WHAT IS BEING ASKED
Each entry below has to be written out again without any change.

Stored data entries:
=-=-=-=-=

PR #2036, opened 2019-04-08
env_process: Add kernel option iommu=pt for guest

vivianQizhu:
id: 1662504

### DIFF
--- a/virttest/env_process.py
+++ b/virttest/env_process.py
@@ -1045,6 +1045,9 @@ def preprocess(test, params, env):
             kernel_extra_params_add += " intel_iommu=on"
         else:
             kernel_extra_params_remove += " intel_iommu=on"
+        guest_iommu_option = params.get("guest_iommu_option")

=-=-=-=-=

ANSWER BOX
PR #2036, opened 2019-04-08
env_process: Add kernel option iommu=pt for guest

vivianQizhu:
id: 1662504

### DIFF
--- a/virttest/env_process.py
+++ b/virttest/env_process.py
@@ -1045,6 +1045,9 @@ def preprocess(test, params, env):
             kernel_extra_params_add += " intel_iommu=on"
         else:
             kernel_extra_params_remove += " intel_iommu=on"
+        guest_iommu_option = params.get("guest_iommu_option")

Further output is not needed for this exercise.